Das Wesen des modernen Antizionismus macht jedoch noch viel mehr aus. Hier kommt es regelrecht zu einer diskursiven Explosion. Unter der Oberfläche brodelt es gewaltig: eine undurchsichtige Masse aus Erinnerungsabwehr und Schuldumkehr, Antiimperialismus, Nationalismus, Antikapitalismus, Antiamerikanismus, Antiuniversalismus, Antimodernismus und klassischem Antisemitismus geht immer neue Formationen ein. Mit der Gründung des Staates Israel transformierte sich die Judenfrage ins Internationale. Der Antisemitismus kann das Objekt seiner Obsession nun auf der Landkarte verorten.

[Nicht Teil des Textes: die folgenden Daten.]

PR #1172, opened 2025-01-28
Use canonical dest dir path in ZipSlip check

eaftan:
I was attempting to build this project on my Mac, and one test -- `PathBasedAnalysisInputLocationTest#testWar` -- failed.  It seems that at least on my Mac, the destination directory is not canonical, and so the check here incorrectly fails.  The test passes once I canonicalize the destination directory.


swissiety (approved):
:+1: thanks for the contribution!

PR #1174, opened 2025-01-31
Change log level in the dominance finder due to too many logs

stschott:


swissiety (approved):

swissiety:
> [Documentation Preview](https://soot-oss.github.io/SootUp/fix_changeLogLevel_preview/).

wow. sidenote: so the path filter in the gh-workflow triggered it from the merge commit and not from changed files..

PR #1176, opened 2025-02-04
Fix Exception Flow Control - Update Trap Comparison (Issue 1175)

### LINKED ISSUE #1175: [Bug]: Incorrect Exception Control Flow Analysis for Nested Try-Catch Blocks (1.3.0)
### What happened?

When analyzing nested try-catch blocks, SootUp incorrectly generates exceptional successor blocks that violate Java's exception handling semantics. Specifically, it suggests that a single exception throw can reach an outer unreachable catch block immediately without first going through the first catch block of the same exception type.

Steps to reproduce:

Create a Java method with nested try-catch blocks containing multiple catches for the same exception type:
```java
    public int test_nested_try_catch_2(int param) {
        try {
            try {
                try {
                    if (param == 10)
                        return 0;
                    if (param == 20 || param == 25 || param == 27 || param == 28)
                        throw new IllegalArgumentException("Illegal arguments provided");
                    if (param == 30)
                        throw new IllegalStateException("Illegal state exception");
                    return 1;
                } catch (IllegalArgumentException e) {
                    if (param == 25 || param == 27 || param == 28)
                        throw new IllegalStateException("Illegal state exception 2");
                    return 2;
                } catch (IllegalStateException e) {
                    return 3;
                }
            } catch (IllegalStateException e) {
                if (param == 25)
                    throw new ArrayIndexOutOfBoundsException();
                if (param == 27)
                    throw new IllegalArgumentException("Illegal arguments provided 2");
                return 4;
            }
        } catch (ArrayIndexOutOfBoundsException e) {
            return 5;
        } catch (RuntimeException e) {
            return 6;
        }
    }
```

Analyze the method using SootUp:
Expected behavior:
When an IllegalStateException is thrown in the innermost try block, it should only be able to reach the first matching catch block (which returns 3).

Actual behavior:
Within the inner try block only the outer IllegalStateException is reachable, skipping the first IllegalStateException catch block completely.

Here is the image of the exception successor blocks:
Image

I am working on a symbolic executor and this issue is vital to me.

### Version

Latest develop branch

### Relevant log output

```shell

```

A1K28:
- [x] add test for input
Closes https://github.com/soot-oss/SootUp/issues/1175


swissiety (changes requested):
lets add a test (input is already pushed) that checks that the correct exceptional successor is linked. for simplicity sth like graph.getBlocks().stream().filter(b -> b.toString().contains("return o")).findFirst().get().getExceptionalSuccessors().values().stream().filter(ehb -> ehb.toString().contains("return 2")).findAny() == true; (beware: its possible the exceptionhandler consists of multiple blocks)

A1K28:
@swissiety I've added the test as you requested. It's not completely generic, but it should suffice. Let me know if you want me to change anything.

swissiety:
Wow thats a lot of assertions. Thank you for the testcase!

sootup.tests/src/test/java/sootup/tests/NestedTryCatchFlowTest.java
```diff
@@ -0,0 +1,193 @@
...
+import sootup.java.core.views.JavaView;
+
+import java.io.File;
+import java.nio.file.Path;
+import java.nio.file.Paths;
+import java.util.Collections;
+import java.util.HashMap;
+import java.util.Map;
+
+public class NestedTryCatchFlowTest {
```
swissiety, line 30: Please annotate it with the test category tag (see other tests with java8 something something)

swissiety:
Please execute the coveo plugin with the fmt goal to apply the code style before committing

A1K28:
i think i did. not sure if that's what you wanted

swissiety (approved):
Good work @A1K28 :+1:

PR #1181, opened 2025-02-18
UCE block approach, & 2 tests

### LINKED ISSUE #930: [Bug]: ConditionalBranchfolder removes complete tail of the CFG
### What happened?

not even a  JReturn*Stmt anymore.

see RuntimeJarConversionTests

### Version

Latest develop branch

### Relevant log output

_No response_

sahilagichani14:


sootup.interceptors/src/main/java/sootup/interceptors/UnreachableCodeEliminator.java
```diff
@@ -21,58 +21,68 @@
...
-      graph.removeNode(stmt, false);
-      builder.removeDefLocalsOf(stmt);
+    List<? extends BasicBlock<?>> unreachableBlocks =
+        allBlocks.stream()
+            .filter(basicBlock -> !reachableNodes.contains(basicBlock))
+            .collect(Collectors.toList());
+
+    // remove block from blocks
+    for (BasicBlock<?> unreachableBlock : unreachableBlocks) {
+      graph.removeBlock(unreachableBlock);
```
stschott: Can you combine these two steps into one? No need to collect to a list. Just use stream().filter(...).forEach(...);

stschott (changes requested):

sootup.interceptors/src/main/java/sootup/interceptors/UnreachableCodeEliminator.java
sahilagichani14: Actually I tried that but it gives java.util.ConcurrentModificationException for some cases where, hence I choose this and it's better for understanding as well. But I used foreach instead of loop

stschott: Then use an iterator directly: https://www.baeldung.com/java-concurrentmodificationexception
We want to avoid having to iterate the list twice.

stschott (approved):

PR #1192, opened 2025-03-06
Fixed missing resources in call graph test

JonasKlauke:


JonasKlauke:
@sahilagichani14 since all PR dont fail. could it be that this test is not tested?
Is the test needed? I found this issue by running all testcases

JonasKlauke:
this PR is contained in  #1195

PR #1196, opened 2025-03-10
add constructor check utility methods to SootClass

stschott:


sootup.core/src/main/java/sootup/core/model/SootMethod.java
```diff
@@ -220,6 +220,16 @@ public boolean isMain(@Nonnull IdentifierFactory idf) {
...
+  /** @return true if the method is a constructor */
+  public boolean isConstructor(@Nonnull IdentifierFactory idf) {
+    return idf.isConstructorSignature(getSignature());
+  }
+
+  /** @return true if the method is the default constructor */
+  public boolean isDefaultConstructor(@Nonnull IdentifierFactory idf) {
+    return isConstructor(idf) && getParameterCount() == 0;
+  }
+
```
swissiety, line 232: shall we move that into the IdentifierFactory and pass a Signature?

stschott: The IDF already contains the methods for checking singatures. I think it's more intuitive to look for these checks on the `SootMethod` itself. All the modifier checks are performed on the `SootMethod`. It seems kinda unintuitive and not obvious for unexperienced users to have to look at the IDF for this info. We might even consider to have a more concrete implementation on the `JavaSootMethod` that does not even need the IDF as parameter, but directly uses the Java IDF.

kadirayk (approved):

Issue #322, opened 2020-11-09
converting/applying old Soots Validators


swissiety:
work through folder and convert old Validators (see `de.upb.swt.soot.core/src/main/java/de/upb/swt/soot/core/validation/*`) to current:
1. use gathererd information from there to improve doc for Jimple
2. improve the speed of "getter" methods (getThisLocal, getParameterLocal etc - e.g. dont iterate&compare! access/check index position where possible)

PR #1277, opened 2025-04-18
794 check for body validations and class validations

### LINKED ISSUE #794: Check for valid modifier combinations
FieldModifier.toString(...) already assumes valid Modifier combinations (theoretically its currently possible to assign public+private+protected modifier at the same time) - maybe we should implement a wrapper of EnumSet<...Modifier> to handle only valid combinations and implement toString there?

_Originally posted by @swissiety in https://github.com/soot-oss/SootUp/pull/793#discussion_r1440506355_

sahilagichani14:


sootup.core/src/main/java/sootup/core/model/FieldModifier.java
```diff
@@ -133,12 +131,6 @@ public static String toString(@NonNull Set<FieldModifier> m) {
     return builder.toString();
   }
 
-  @NonNull
-  // depends on the natural order of the Enums!
```
sahilagichani14, line 137: removed as no usage, and in which case we don't need to print in order?

sootup.core/src/main/java/sootup/core/validation/FieldModifiersValidator.java
```diff
@@ -22,13 +22,81 @@
...
+import java.util.Arrays;
+import java.util.EnumSet;
 import java.util.List;
+import java.util.Set;
+import sootup.core.model.FieldModifier;
 import sootup.core.model.SootClass;
 import sootup.core.model.SootField;
 
 /** Validator that checks for impossible combinations of field modifiers */
 public class FieldModifiersValidator implements ClassValidator {
```
sahilagichani14, line 35: I reused this class, which was already there, or should I create another separate class for this wrapper?

stschott: This is linked to #322 
You can directly address the other validators as well.

swissiety (approved):

PR #1278, opened 2025-04-20
make all methods Jimple.newXYZ() static

### LINKED ISSUE #196: Fix inconsistency between static and non-static Jimple factory methods
The classes `Jimple` and `JavaJimple` serve as factories for Jimple entities for easy discoverability and minor simplification. As the name implies, `JavaJimple` contains factory methods for Java-specific behavior.

Some of these methods are static and some are non-static, which is inconsistent. One reason is that `Jimple` contains some abstract methods and `JavaJimple` is in the Java Core module, making it impossible to create an instance from within the Soot Core module.

One way to solve this problem would be to

1. Eliminate calls to `Jimple.newXYZ(...)` within the Soot Core module by inlining them.
2. Move all logic from `Jimple` to `JavaJimple` as static methods. Users then don't have to think about whether they should look for a method in `Jimple` or `JavaJimple`, as there will only be one.
3. When adding more languages in the future, create new factory classes like `PythonJimple`

Alternative approaches are also welcome.

sahilagichani14:


stschott:
I think it is better if we make all methods in `Jimple` and `JavaJimple` static and remove the whole `getInstance()` part. Instead we should just call these methods statically. Also it makes sense to move the `Jimple.escape()` and `Jimple.unescape()` methods into a separate utility.

sootup.java.core/src/main/java/sootup/java/core/language/JavaJimple.java
```diff
@@ -70,35 +63,37 @@ public static JavaLocal newLocal(String name, Type t, Iterable<AnnotationUsage>
     return new JavaLocal(name, t, annotations);
   }
 
-  public JCaughtExceptionRef newCaughtExceptionRef() {
+  /** Constructs a CaughtExceptionRef() grammar chunk. */
+  public static JCaughtExceptionRef newCaughtExceptionRef() {
     return new JCaughtExceptionRef(getIdentifierFactory().getType("java.lang.Throwable"));
```
stschott: Please create the `JavaIdentifierFactory` as a static final field and unify its usage across the whole `JavaJimple` class.

stschott (changes requested):

stschott (approved):

PR #1297, opened 2025-05-19
Sorting becomes optional in the callgraph dot exporter or can be configured

JonasKlauke:
Introduces unsorted dot export
Introduces sorted dot export by a given Comparator
Introduces 2 preset sortings

### DIFF
--- a/sootup.callgraph/src/main/java/sootup/callgraph/CallGraph.java
+++ b/sootup.callgraph/src/main/java/sootup/callgraph/CallGraph.java
@@ -22,11 +22,10 @@ package sootup.callgraph;
  * #L%
  */
 
-import java.util.ArrayList;
-import java.util.Collections;
 import java.util.Comparator;
 import java.util.List;
 import java.util.Set;
+import java.util.stream.Stream;
 import org.jspecify.annotations.NonNull;
 import sootup.core.jimple.common.stmt.InvokableStmt;
 import sootup.core.signatures.MethodSignature;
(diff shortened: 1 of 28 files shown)


sootup.callgraph/src/main/java/sootup/callgraph/CallGraph.java
```diff
@@ -180,8 +191,101 @@ boolean containsCall(
...
+            // src parameter list
+            .thenComparing(call -> call.getSourceMethodSignature().getParameterTypes().toString())
+            // target class name
+            .thenComparing(
+                call -> call.getTargetMethodSignature().getDeclClassType().getClassName())
+            // target method name
+            .thenComparing(call -> call.getTargetMethodSignature().getName())
+            // target parameter list
+            .thenComparing(call -> call.getTargetMethodSignature().getParameterTypes().toString()));
+  }
```
swissiety: shall we provide just these Comparators + metntion them in the Javadoc to not clutter the interface?

swissiety (approved):

sootup.callgraph/src/main/java/sootup/callgraph/CallGraph.java
marcus-h: A related question: Should the export* etc. methods be part of the CallGraph interface at all? What about providing a separate DotExporter class instead?

(Unrelated side note: Hmm is building/returning a "big" in-memory String a good idea, in case of a "large" callgraph?)

JonasKlauke: I can change it to a String List, but if we dont want to handle files I dont see a memory saving other way. 
Also this method can be build by the user themselves using all interface methods, in case of a more optimized version, the user can build it themselves

sootup.qilin/src/main/java/qilin/core/builder/callgraph/OnFlyCallGraph.java
```diff
@@ -483,8 +490,8 @@ public boolean containsCall(
 
   @Override
   public boolean containsCall(@NonNull Call call) {
-    if (this.calls.containsKey(call.getSourceMethodSignature())) {
-      return this.calls.get(call.getSourceMethodSignature()).contains(call);
+    if (this.calls.containsKey(call.sourceMethodSignature())) {
+      return this.calls.get(call.sourceMethodSignature()).contains(call);
```
swissiety: lets combine this.calls.get/containskey -> != null

swissiety (approved):

PR #1304, opened 2025-05-26
Simplify the callgraph algorithm to speed up

### LINKED ISSUE #1194: [Bug]: the method called in a special invoke can be different than the signature
### What happened?

If a super operator is used the method invoke will be a special invoke, but compared to other special invokes, like private methods and constructor calls, the super operator can be used to call any method of a super class.
This target must be also resolved since the actually implementation of the method can be in a supersuperclass.

Small example: 
testcase NVC 4

```java
class Class extends Superclass {

//  @DirectCall(name = "method", line = 9, resolvedTargets = "Lnvc/Rootclass;")
  protected void method(){
    super.method();
  }

  public static void main(String[] args){
    Class cls = new Class();
    cls.method();
  }
}

class Superclass extends Rootclass {

}

class Rootclass {
  protected void method(){ /* do something relevant */ }
}
```

### Version

Latest develop branch

### Relevant log output

```shell

```

JonasKlauke:
simplified the algorithm to call less the expensive method that calculates the concrete dispatch.
Default method handling is only done when the base method is a default method.
Fixed #1194 that did not correctly resolve special invokes


sootup.callgraph/src/main/java/sootup/callgraph/AbstractCallGraphAlgorithm.java
```diff
@@ -556,4 +543,87 @@ public static Optional<SootMethod> findConcreteMethod(
...
+        if (defaultMethod == null) {
+          defaultMethod = fittingDefaultMethod;
+          continue;
+        }
+        // is the same interface method
+        if (fittingDefaultMethod.getSignature().equals(defaultMethod.getSignature())) {
+          continue;
+        }
+        // is subtype of the current default method
+        if (view.getTypeHierarchy()
```
swissiety: lets cache that getTypehiaerarchy call

sootup.callgraph/src/main/java/sootup/callgraph/AbstractCallGraphAlgorithm.java
```diff
@@ -556,4 +543,87 @@ public static Optional<SootMethod> findConcreteMethod(
...
+                        .getMethod(
+                            view.getIdentifierFactory()
+                                .getMethodSignature(classType, defaultSignature))
+                        .stream())
+            .toList();
+
+    SootMethod defaultMethod = null;
+    // find default method
+    if (!fittingDefaultMethods.isEmpty()) {
+      for (SootMethod fittingDefaultMethod : fittingDefaultMethods) {
```
swissiety: instead of having an additional loop after collecting everything into a list: lets put that into a [reduce](https://www.baeldung.com/java-stream-reduce) call?

swissiety (approved):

Andererseits haben sich die einzelnen Elemente, die sich – wie oben ausgeführt – nicht zwangsläufig zu einem geschlossenen Ressentiment verhärten müssen, flexibilisiert und globalisiert. Dabei lässt die Tatsache, dass der palästinensisch- israelische Konflikt oftmals eben nicht von Israelis, sondern von einem „Judenkollektiv“ geführt wird, tief blicken.

Diese Bilder vom „Juden“ „geben […] sich als Imprägnierungen einer dem eigentlichen Konflikt außen vor stehenden, aber doch auf den Konflikt einwirkenden historischen Tiefenwirkung zu erkennen. Nicht die von palästinensischer Seite Israel entgegengebrachte Ablehnung ist das Enigma, sondern die beklemmenden, zutiefst antisemitierenden bis antisemitischen Bilder und Metaphern, mit denen die ohnehin dramatischen Vorgänge des Konflikts weiter belastet werden.“ (Diner: 2004) Es soll also von dem unbestreitbaren Unrecht eines Sabra oder Shatila ’82 – um gleich einen diskursiven Dauerbrenner zu nennen- abstrahiert und der Blick auf eine Metaebene gerichtet werden, in der diese Ereignisse dann weiterleben. In den eingangs angeführten Ausschreitungen auf Solidaritätsbekundungen mit dem palästinensischen Volk findet sich sodann der erste manifeste (sic!)Antisemitismus, der glaubhaft machen will, dass er nicht antisemitisch ist.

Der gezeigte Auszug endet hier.